Stored data
PR #283, opened 2023-12-27
Ignore static-static collisions in broad phase

Jondolf:
# Objective

Currently, the broad phase determines whether a body is inactive just by checking if the position or rotation has changed. If a static body is moved, it will unnecessarily check collisions against other static bodies. This can cause performance issues with e.g. floating point worlds where all entities are frequently moved.

## Solution

Also check whether the body is static in the `update_aabb_intervals` system.

### DIFF
--- a/src/plugins/collision/broad_phase.rs
+++ b/src/plugins/collision/broad_phase.rs
@@ -184,6 +184,7 @@ impl MapEntities for AabbIntervals {
 #[allow(clippy::type_complexity)]
 fn update_aabb_intervals(
     aabbs: Query<(
+        &RigidBody,
         &ColliderAabb,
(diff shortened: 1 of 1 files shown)


Plash-har:
`update_aabb_intervals` should treat every collider ? Because if a collider doesn't have a `RigidBody` component but the parent does (and the parent doesn't possess any `Collider`) then this collider isn't treated by this system ?

Jondolf:
Ah this should check the `ColliderParent` and use that `RigidBody` instead; I'll fix that

Jondolf:
Should be fixed by #285, thanks for reporting the issue. A dumb oversight on my part :P

PR #297, opened 2024-01-12
Implement cast_ray_predicate to allow filtering the colliders with a function

Affinator:
As I was writing a xpbd backend for bevy_mod_picking, I found that a ray cast with a predicate was missing to implement the functionality efficiently. 

I was inspired by the predicate from bevy_rapier: https://github.com/dimforge/bevy_rapier/blob/c6bcce4695d596a7a9c8e91748d4dbb3d31f6d13/src/pipeline/query_filter.rs#L12

# Objective

- Implement a ray cast function with the support for a predicate function to filter the colliders

## Solution

- Added support for a predicate starting at SpatialQuery and down the pipeline
- I added a small (and fun to play with) example to illustrate one possible use case
- I chose not to change existing functionality. Therefore there is some code duplication in QueryPipelineAsCompositeShapeWithPredicate. This could be unified by introducing an Option in QueryPipelineAsCompositeShape, but that would create breaking changes at many places.

### DIFF
--- a/crates/bevy_xpbd_3d/examples/cast_ray_predicate.rs
+++ b/crates/bevy_xpbd_3d/examples/cast_ray_predicate.rs
@@ -1,6 +1,6 @@
 #![allow(clippy::unnecessary_cast)]
 
-use bevy::{prelude::*, pbr::NotShadowReceiver};
+use bevy::{pbr::NotShadowReceiver, prelude::*};
 use bevy_xpbd_3d::{math::*, prelude::*};
 use examples_common_3d::XpbdExamplePlugin;
 
@@ -21,7 +21,6 @@ struct MovementAcceleration(Scalar);
 /// If to be ignored by raycast
 #[derive(Component)]
 struct OutOfGlass(bool);
-
 
 const CUBE_COLOR: Color = Color::rgba(0.2, 0.7, 0.9, 1.0);
 const CUBE_COLOR_GLASS: Color = Color::rgba(0.2, 0.7, 0.9, 0.5);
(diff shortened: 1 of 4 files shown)


Affinator:
My branch should now pass all workflows (and I updated it to the current state of main).

Affinator:
Should i squash the commits or is this fine the way it is?
(Or are there other concerns?)

Jondolf:
Sorry for responding so late.

I was originally considering a predicate in `SpatialQueryFilter` like what Rapier does, but I think that would have annoying lifetime issues when used with the `RayCaster`/`ShapeCaster` components, so your approach is definitely fine too.

Note that predicates should already work when using `ray_hits_callback`, but having one for `cast_ray` is definitely useful. I'd like to have `cast_shape_predicate` and `project_point_predicate` too if you have time, but leaving them to a follow-up is fine as well.

The example is really fun, but it's a bit confusing in that it only colors one box even though the laser/indicator goes through multiple:

example

I think it should either color all of the non-glass boxes it hits (using e.g. `ray_hits_callback` to get many hits) or stop the laser at the first hit (draw it from left to the hit point with gizmos).

No need to squash the commits, I tend to squash merge like Bevy :)

Affinator:
OK, so the failed lints are from deprecated methods outside my pull request. Should I rebase on a different branch or can this be merged?

Jondolf:
I just pushed a quick fix for it here, it was simply a method that was renamed in a dependency. I think everything looks good, so I'll merge this once CI passes :)

PR #302, opened 2024-01-16
Add `CollisionPlugin` and support for generic colliders

Jondolf:
# Objective

Currently, collision detection is split into three separate plugins: `BroadPhasePlugin`, `NarrowPhasePlugin`, and `ContactReportingPlugin`. This modularity is great, but it would be convenient and user-friendly to have a higher level plugin that combined the functionality into one place.

In some cases, people might also want to use alternative backends for collision detection. For example, you could have SDF (Signed Distance Field) colliders, and would like them to work with the rest of the engine. This should ideally be as simple as passing the custom collider type to the `CollisionPlugin` through generics.

## Solution

- Add `CollisionPlugin` that adds collision detection plugins
- Add `AnyCollider` trait and use it in most plugins and systems that previously took `Collider`

Note: These changes are separate enough that I might split this PR in two.

---

## Todo

- [ ] Add custom collider example
- [ ] Add more docs

## Changelog

TODO

## Migration Guide

TODO


Jondolf:
Closing in favor of #311.

PR #11, opened 2022-06-03
Make sfu-to-sfu talk MSC3401 and add new features

ara4n:
Fixes https://github.com/matrix-org/sfu-to-sfu/issues/13
Implements [MSC3401](https://github.com/matrix-org/matrix-spec-proposals/pull/) SFU bits
Requires https://github.com/matrix-org/matrix-js-sdk/pull/2423
Requires https://github.com/mautrix/go/pull/77


src/conference.go
```diff
@@ -0,0 +1,226 @@
...
+type LocalTrackInfo struct {
+	StreamID string
+	TrackID  string
+	Call     *Call
+}
+
+type LocalTrackWithInfo struct {
+	Track *webrtc.TrackLocalStaticRTP
+	Info  LocalTrackInfo
+}
```
SimonBrandner, line 38: This now looks like an idea much worse than when I first thought of it... This could definitely be done differently now though I think it makes sense to just try to redo this during switching to using a pool of streams since that might change the design again...

src/call.go
```diff
@@ -0,0 +1,447 @@
...
+	CallID                 string
+	UserID                 id.UserID
+	DeviceID               id.DeviceID
+	LocalSessionID         id.SessionID
+	RemoteSessionID        id.SessionID
+	Client                 *mautrix.Client
+	PeerConnection         *webrtc.PeerConnection
+	Conf                   *Conference
+	DataChannel            *webrtc.DataChannel
+	LastKeepAliveTimestamp time.Time
```
dbkr, line 41: Do all of these need to be public? eg. LastKeepAliveTimestamp doesn't look like its used outside of the class.

src/conference.go
```diff
@@ -0,0 +1,240 @@
...
+	for streamID, info := range c.Metadata.Metadata {
+		_, exists := metadata[streamID]
+		if info.DeviceID == deviceID && !exists {
+			delete(c.Metadata.Metadata, streamID)
+		}
+	}
+}
+
+func (c *Conference) GetRemoteMetadataForDevice(deviceID id.DeviceID) event.CallSDPStreamMetadata {
+	metadata := make(event.CallSDPStreamMetadata)
```
dbkr, line 198: This function could use a comment or two

src/focus.go
```diff
@@ -0,0 +1,59 @@
...
+}
+
+type Focus struct {
+	name  string
+	confs Confs
+}
+
+func (f *Focus) Init(name string) {
+	f.name = name
+	f.confs.confs = make(map[string]*Conference)
```
dbkr, line 38: Generally this would be done in a constructor-like NewFocus function

src/main.go
```diff
@@ -0,0 +1,143 @@
...
+		log.Fatalf("failed to read config: %s", err)
+	}
+	var config Config
+	if err := yaml.Unmarshal(file, &config); err != nil {
+		return nil, fmt.Errorf("failed to unmarshal YAML: %s", err)
+	}
+	return &config, nil
+}
+
+func OnKill(c chan os.Signal, beforeExit []func()) {
```
dbkr, line 108: `killListener` maybe, to capture the fact that it's waiting for a signal rather than a handler as such? (also don't think this needs to be public?)

src/matrix.go
```diff
@@ -0,0 +1,153 @@
...
+		}
+		if call, err = conf.GetCall(callID, false); err != nil || call == nil {
+			log.Printf("failed to get call %s: %s", callID, err)
+			return nil, err
+		}
+		return call, nil
+	}
+
+	syncer.OnSync(func(resp *mautrix.RespSync, since string) bool {
+		for _, evt := range resp.ToDevice.Events {
```
dbkr, line 70: Is this really the only way to get todevice events in mautrix-go?

dbkr (commented):
Generally looking good. Main things are proper (or at least some) error handling rather than panicking and making sure member functions aren't public unnecessarily. We'll also want to hook up logrus or whatever people use now at some point soon, but probably not in this PR.

scripts/run.sh
```diff
@@ -0,0 +1,3 @@
+#!/usr/bin/env bash
+
+clear && go run ./src/*.go --logTime
```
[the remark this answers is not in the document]
SimonBrandner: It correctly assumes Šimon wants his terminal content cleared though :P

src/call.go
```diff
@@ -0,0 +1,447 @@
...
+
+		default:
+			log.Fatalf("Unknown operation %s", msg.Op)
+			// TODO: hook up msg.Stop to unsubscribe from tracks
+		}
+	})
+}
+
+func (c *Call) NegotiationNeededHandler() {
+	offer, err := c.PeerConnection.CreateOffer(nil)
```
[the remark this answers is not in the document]
SimonBrandner: We log sending the event, so it seems redundant unless you want to log something specific?

src/matrix.go
SimonBrandner: Not sure, this was originally written by M - /me goes ask it the Maunium room

src/call.go
```diff
@@ -0,0 +1,447 @@
...
+	}
+
+	c.SendDataChannelMessage(event.SFUMessage{
+		Op:  event.SFUOperationOffer,
+		SDP: offer.SDP,
+	})
+}
+
+func (c *Call) IceCandidateHandler(candidate *webrtc.ICECandidate) {
+	if candidate == nil {
```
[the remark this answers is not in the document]
SimonBrandner: Hmm, how would the typing be solved in Go? `Candidates` can only ever `[]CallCandidate`

scripts/build.sh
```diff
@@ -0,0 +1,3 @@
+#!/usr/bin/env bash
+
+go build -o dist/bin src/*.go
```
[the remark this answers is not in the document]
SimonBrandner: To be perfectly honest, I am actually not sure what is the proper way to do this if the files are in a subdirectory...

SimonBrandner:
> We'll also want to hook up logrus or whatever people use now at some point soon, but probably not in this PR.

Yep, that has been my thoughts since the fist time I actually need to debug it based on logs :P

Sorry, for the Go newbie mistakes, hopefully, it looks better now

src/call.go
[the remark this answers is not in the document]
dbkr: oh, if that gets logged that's probably ok

src/call.go
```diff
@@ -235,6 +235,15 @@ func (c *Call) iceCandidateHandler(candidate *webrtc.ICECandidate) {
 
 	jsonCandidate := candidate.ToJSON()
 
+	callCandidate := event.CallCandidate{
+		Candidate:     jsonCandidate.Candidate,
+		SDPMLineIndex: int(*jsonCandidate.SDPMLineIndex),
+		SDPMID:        *jsonCandidate.SDPMid,
+	}
+	if jsonCandidate.UsernameFragment != nil {
+		callCandidate.UsernameFragment = *jsonCandidate.UsernameFragment
```
dbkr, line 244: also the password if we're doing this

dbkr (commented):
Looks good other than the ice password. Presumably we're blocked on the mautrix-go PR now?

scripts/build.sh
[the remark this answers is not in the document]
dbkr: ah yes - I think the 'expected' thing in Go is to have all the files at the top level, but personally I much prefer them all in a src directory. Some other projects just resort to having a makefile, so in that case I guess a script is fine.

src/call.go
SimonBrandner: There seems to be no way to do that? EW also doesn't seem to be sending it

src/call.go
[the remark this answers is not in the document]
dbkr: ah yes - we may need to store the fact that we've reached end-of-candidates separately, but it actually looks like we just listen for the gathering finished event anyway.

src/call.go
dbkr: Right yes, sorry - I got confused. The ice ufrag / password are just in the SDP rather than the candidates, so they don't need to be here at all. I'm not sure why it's on `IceCandidateInit`.

dbkr (approved):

** Your objective **
Search the entries above for lines containing the word "opened", and copy each one.

** Answer below **
PR #283, opened 2023-12-27
PR #297, opened 2024-01-12
PR #302, opened 2024-01-16
PR #11, opened 2022-06-03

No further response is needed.